En cambio, ahora, no quedaba casi nada de ella en la caja de zinc; también tú te estabas disolviendo ahí abajo, como un día me sucederá a mí.

¿Qué sentido tenían, pues, nuestras vidas, los sueños de mi madre para mí, o los tuyos para tu hija? ¿Era, acaso, nuestro destino perseguir sombras o se ocultaba algún sentido detrás de la vacuidad?

¿Por qué abandonasteis —tú, tu madre, mi padre— vuestras raíces? ¿Por miedo, por pereza, por comodidad? ¿O quizá para ser libres, modernos?

Cuando se lo pregunté a mi padre me respondió que el hebraísmo, en realidad, no era otra cosa que un cúmulo de costumbres antropológicas y etiquetas sociales y, para corroborar su tesis, me puso el ejemplo de su padre —muy devoto mientras trabajó con su suegro en Venecia y frecuentó su casa—, dispuesto más tarde a bailar la samba sin el menor remordimiento tan pronto como enterró a su mujer en Brasil.

En cambio tú me dijiste que no teníamos religión.
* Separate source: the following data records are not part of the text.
PR #375, opened 2022-06-21
Provide more information in SetOffsetOutsideBuffer error

wezm:
I ran into this error when I was working on adding `GPOS` to the OpenType definition and wished there was more info in it. I've added the bad offset to the error, which may or may not actually be useful. I've also moved it out of the `bug` reporting branch when reporting errors since it can be triggered with bad data or bad format description.

### DIFF
--- a/fathom/src/core/binary.rs
+++ b/fathom/src/core/binary.rs
@@ -18,7 +18,7 @@ pub enum ReadError {
     UnwrappedNone,
     ReadFailFormat,
     CondFailure,
-    SetOffsetOutsideBuffer,
+    SetOffsetOutsideBuffer(usize),
     UnexpectedEndOfBuffer,
     PositionOverflow,
 }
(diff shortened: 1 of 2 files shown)


fathom/src/core/binary.rs
```diff
@@ -165,18 +165,16 @@ impl<'data> BufferReader<'data> {
...
         (relative_offset <= self.buffer.remaining_len())
             .then(|| self.relative_offset = relative_offset)
-            .ok_or(ReadError::SetOffsetOutsideBuffer)
     }
 
     /// Set the offset of the reader relative to the start position.
     pub fn set_offset(&mut self, offset: usize) -> Result<(), ReadError> {
-        match usize::checked_sub(offset, self.buffer.start_offset) {
-            Some(relative_offset) => self.set_relative_offset(relative_offset),
-            None => Err(ReadError::SetOffsetOutsideBuffer),
```
brendanzab, line 178: Maybe could change to `ReadError::SetOffsetBeforeStartOfBuffer { offset }`. And `ReadError::SetOffsetAfterEndOfBuffer { offset: Option<T> }` (the `Option` to handle the exceedingly unlikely chance of an overflow). Then both `set_relative_offset` and `set_offset` can return results, with better errors.

PR #376, opened 2022-06-24
Out of order definitions

wezm:
This PR allows you to define items in a natural order, instead of requiring item references to be defined first.


fathom/src/surface.rs
```diff
@@ -42,6 +47,383 @@ impl<'arena> Module<'arena, ByteRange> {
...
+        Some(ScopeItem::Name(name)) => {
+            visited.insert(*name);
+        }
+        Some(ScopeItem::Pending) | None => {}
+    }
+}
+
+#[derive(Copy, Clone)]
+enum ScopeItem<'a, 'arena> {
+    Definition(&'a Item<'arena, ByteRange>),
```
wezm, line 171: I don't think this actually needs to carry the Item. I'll try removing it, which should tidy things up a bit.

brendanzab:
Looking good! Would it be possible to move the module order stuff into `elaboration`? Maybe it could go into a private submodule, maybe `elaboration::item_order` or something? This would then be called in `elab_module`. That means we we have less mixing of elaboration related stuff in with the top-level `surface` module, which is more just related to defining the AST, and means that the driver does not have to interact with it either.

brendanzab:
Still having a go at trying to understand how the algorithm works – sorry for my slowness!

wezm:
> Still having a go at trying to understand how the algorithm works – sorry for my slowness!

Hmm perhaps I should add a comment documenting the approach

wezm:
Basically it's:

- For each item recurse into all the terms it contains and note the dependencies (that aren't local names).
- Then do a depth first traversal of an item's dependencies and their dependencies pushing the indexes of items as we hit leaves in order to produce a list of item indexes describing the order in which they should be elaborated.
  - At the same time keep a stack of names in the traversal so that we can detect when we've re-entered a name that we're in the process of visiting and report a cycle.

wezm:
Pushed an update to move the code into a sub-module. That was a good suggestion, thank you.

fathom/src/surface/elaboration.rs
```diff
@@ -981,14 +983,20 @@ impl<'interner, 'arena, 'error> Context<'interner, 'arena, 'error> {
     }
 
     /// Elaborate a module
-    pub fn elab_module(&mut self, surface_module: &Module<'_, ByteRange>) -> core::Module<'arena> {
+    pub fn elab_module(
+        &mut self,
+        surface_module: &Module<'_, ByteRange>,
+    ) -> Result<core::Module<'arena>, Vec<ModuleOrderMessage>> {
```
brendanzab, line 989: I wonder if we could also add the messages to the elaboration context, to avoid needing to deal with them separately in the driver.

wezm: Oh of course, this makes a lot of sense now that it's been moved into `elab_module`.

wezm: I've updated the PR again with this change. Thanks again for the suggestions. It seems to have worked out pretty cleanly.

tests/cmd/fathom-elab.md
```diff
@@ -144,3 +144,22 @@ error: duplicate labels found in record
...
+$ fathom elab --module tests/fail/elaboration/item-cycle.fathom
+? failed
+error: cycle detected
+ = first → second → third → first
+
+error: cannot find `first` in scope
+  ┌─ tests/fail/elaboration/item-cycle.fathom:5:13
+  │
+5 │ def third = first;
+  │             ^^^^^ unbound name
```
brendanzab, line 162: Curious why the body of this item is getting elaborated 🤔 - is the index of the item getting returned from `determine_order`?

wezm: Yes it does: `visit_item` recurses into `first`s dependencies and encounters the cycle so it stops recursing. When that returns the index of `first` is added to the output since it's assumed that all its dependencies have been added before it.

https://github.com/yeslogic/fathom/pull/376/files#diff-936b5db84b3d389fc600527214d8189638f749750ff83bf3702c6379c19e7cadR130

Should it omit `first`s index if errors are detected visiting its dependencies?

brendanzab: Yeah I think so - if the programmer wrote `first` they might get a bit frustrated if this was getting reported as being unbound. Not sure how hard it would be with the current algorithm, though!

wezm: I think it's a pretty easy change. I'll give it a go

wezm: Ok I was wrong about it being easy. I went around in circles for a bit but I think came up with a solution that handles it reasonably nicely in the end.

mikeday: Went around in circles you say,

wezm: Indeed, but that connection was accidental.

brendanzab (approved):
Awesome work - the OpenType file looks so much more readable now. I think maybe there _might_ be some more simplifications possible in the order analysis, but it would be great to get this merged so that we can start using it. Thanks so much for this!

fathom/src/surface/elaboration.rs
```diff
@@ -982,13 +983,15 @@ impl<'interner, 'arena, 'error> Context<'interner, 'arena, 'error> {
 
     /// Elaborate a module
     pub fn elab_module(&mut self, surface_module: &Module<'_, ByteRange>) -> core::Module<'arena> {
+        let elab_order = order::elaboration_order(self, surface_module);
         let universe = Arc::new(Value::Universe);
+        // TODO: Could the Module keep track of this as items are added to it
         let num_items = (surface_module.items.iter())
             .filter(|item| matches!(item, Item::Definition { .. }))
             .count();
         let mut items = SliceVec::new(self.scope, num_items);
```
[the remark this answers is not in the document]
wezm: Excellent point. I've made that change.

PR #378, opened 2022-07-12
Sugar for comparison operators

wezm:


brendanzab (approved):
Great! Might need some reference docs for these operators at some stage too.

PR #379, opened 2022-07-19
Avoid allocating Vec every time we add to reference cache

wezm:
Noticed this doing some other research. Prior to this change the `Vec` was allocated every time, even if the entry was already populated.


brendanzab (approved):
Nice, thanks!

PR #380, opened 2022-07-25
Distill `core::Term::FunType` to `surface::Term::Arrow` if `input_name` is not bound in `output_type`

Kmeakin:
Results in more readable pretty-printing when printing non-dependent function types (eg `fun (_: Type) -> Type` is now rendered as `Type -> Type`


brendanzab:
This is really awesome! I was a bit stumped on how to do this nicely - thanks for looking into it!

PR #381, opened 2022-07-28
Track source locations in core::Term and Values

wezm:
This PR adds source location information to `core::Term` and `Value` so that this information can flow from the surface language through the core language and back out. This allows some errors to be much more helpful.

This is a large change but I tried to keep the commits focussed on a single `Term` or `Value` variant so the history should be quite readable. There are a number of `FIXME`, `TODO` comments and a few references to a `Span::fixme` method left. Most of them are questions that I want to discuss to determine the right approach to resolve them.

I initially added spans to `Value` directly but this made it difficult when reusing a shared value instance (since they are ref-counted). For example, when encountering a `fail` format the value is the shared fail instance in the environment but the span is wherever this particular use of fail occurred. As a result of wanting to be able to provide a decent error in situations like this I refactored the handling of `Values` to instead have a wrapper type (`SpanValue`) that contains a `Span` and a `Value`. This way the span is independent of the `Value`. This worked out well for the `fail` case, allowing the location in the format to be included in the error.

There's a similar case that I would like to work but have not worked out how to do it—I did add a test though. When you unwrap none the error is:

```
error: unwrapped none
 = option_unwrap was called on a none value.
```

I'd like that to be able to point at where the unwrap occurred but got a bit lost in `step` macro.

Another thing I'm unsure about is things like this (from `synth`):

```rust
            Term::RecordLiteral(range, expr_fields) => {
                ⋮
                let types = Telescope::new(self.rigid_env.exprs.clone(), types.into());

                (
                    core::Term::RecordLit(range.into(), labels, exprs.into()),
                    SpanValue::empty(Arc::new(Value::RecordType(labels, types))),
                )
            }
```

where we return a term an its type. Should the type use the same range as the term? This question accounts for a bunch of the TODOs/FIXMEs I have in different places.

### DIFF
--- a/fathom/src/core/binary.rs
+++ b/fathom/src/core/binary.rs
@@ -339,9 +339,9 @@ impl<'arena, 'env, 'data> Context<'arena, 'env, 'data> {
             Value::Stuck(span, Head::RigidVar(_), _)
             | Value::Stuck(span, Head::FlexibleVar(_), _)
             | Value::Universe(span)
-            | Value::FunType(span, _, _, _) => Err(ReadError::InvalidFormat(*span)),
-            Value::FunLit(_, _)
-            | Value::RecordType(_, _)
+            | Value::FunType(span, _, _, _)
+            | Value::FunLit(span, _, _) => Err(ReadError::InvalidFormat(*span)),
+            Value::RecordType(_, _)
             | Value::RecordLit(_, _)
             | Value::ArrayLit(_)
             | Value::ConstLit(_) => Err(ReadError::InvalidFormat(Span::fixme())),
--- a/fathom/src/core/binary.rs
+++ b/fathom/src/core/binary.rs
@@ -338,7 +338,7 @@ impl<'arena, 'env, 'data> Context<'arena, 'env, 'data> {
                     }
                 }
             }
-            Value::FormatOverlap(span, labels, formats) => {
+            Value::FormatOverlap(labels, formats) => {
                 let mut max_relative_offset = reader.relative_offset();
 
                 let mut formats = formats.clone();
@@ -361,7 +361,10 @@ impl<'arena, 'env, 'data> Context<'arena, 'env, 'data> {
                 // reached in loop above.
                 reader.set_relative_offset(max_relative_offset).unwrap();
 
-                Ok(SpanValue(*span, Arc::new(Value::RecordLit(labels, exprs))))
+                Ok(SpanValue(
+                    format_span,
+                    Arc::new(Value::RecordLit(labels, exprs)),
+                ))
             }
 
             Value::Stuck(Head::RigidVar(_), _) | Value::Stuck(Head::FlexibleVar(_), _) => {
--- a/fathom/src/core/binary.rs
+++ b/fathom/src/core/binary.rs
@@ -20,8 +20,7 @@ pub enum ReadError<'arena> {
     UnwrappedNone(Span),
     ReadFailFormat(Span),
     CondFailure(Span, ArcValue<'arena>),
-    BufferError(BufferError),
-    BufferErrorWithSpan(Span, BufferError),
+    BufferError(Span, BufferError),
 }
 
 impl<'arena> fmt::Display for ReadError<'arena> {
@@ -33,8 +32,7 @@ impl<'arena> fmt::Display for ReadError<'arena> {
             ReadError::UnknownItem => f.write_str("unknown item"),
             ReadError::ReadFailFormat(_) => f.write_str("read a fail format"),
             ReadError::CondFailure(_, _) => f.write_str("conditional format failed"),
-            ReadError::BufferError(err) => fmt::Display::fmt(&err, f),
-            ReadError::BufferErrorWithSpan(_span, err) => fmt::Display::fmt(&err, f),
+            ReadError::BufferError(_, err) => fmt::Display::fmt(&err, f),
         }
     }
 }
@@ -43,7 +41,7 @@ impl<'arena> std::error::Error for ReadError<'arena> {}
 
 impl<'arena> From<BufferError> for ReadError<'arena> {
     fn from(err: BufferError) -> Self {
-        ReadError::BufferError(err)
+        ReadError::BufferError(Span::Empty, err)
     }
 }
 
@@ -228,7 +226,7 @@ pub enum BufferError {
 
 impl BufferError {
     fn with_span<'arena>(self, span: Span) -> ReadError<'arena> {
-        ReadError::BufferErrorWithSpan(span, self)
+        ReadError::BufferError(span, self)
     }
 }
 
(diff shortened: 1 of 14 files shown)


wezm:
In the latter commits I reworked how `BufferError` is handled to allow errors like this to be generated:

```
error: unexpected end of buffer
   ┌─ formats/opentype.fathom:34:18
   │
34 │         magic <- u32be,
   │                  ^^^^^
   │
   = The end of the buffer was reached before all data could be read.
```

fathom/src/surface/distillation.rs
```diff
@@ -86,13 +87,14 @@ impl<'interner, 'arena, 'env> Context<'interner, 'arena, 'env> {
         &mut self,
         number: T,
         style: UIntStyle,
-    ) -> Term<'arena, ()> {
+        span: Span,
+    ) -> Term<'arena, Span> {
```
brendanzab, line 91: We might be able to unparameterise the surface terms at this point 🤔

brendanzab (commented):
Just posting some thoughts before I forget, sorry for the slowness

fathom/src/core/semantics.rs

No estábamos de un lado pero tampoco del otro. Al verme preocupada añadiste: «no tiene nada de malo, ¿sabes? Al contrario, es bueno. Ser libre, en el fondo, es la única riqueza que tiene el hombre».

¿Es por este motivo por el que mi alma se asemeja a la de un perro? ¿Es por eso por lo que, desde siempre, vago por las calles invadida por la feroz inquietud de los que no tienen amo?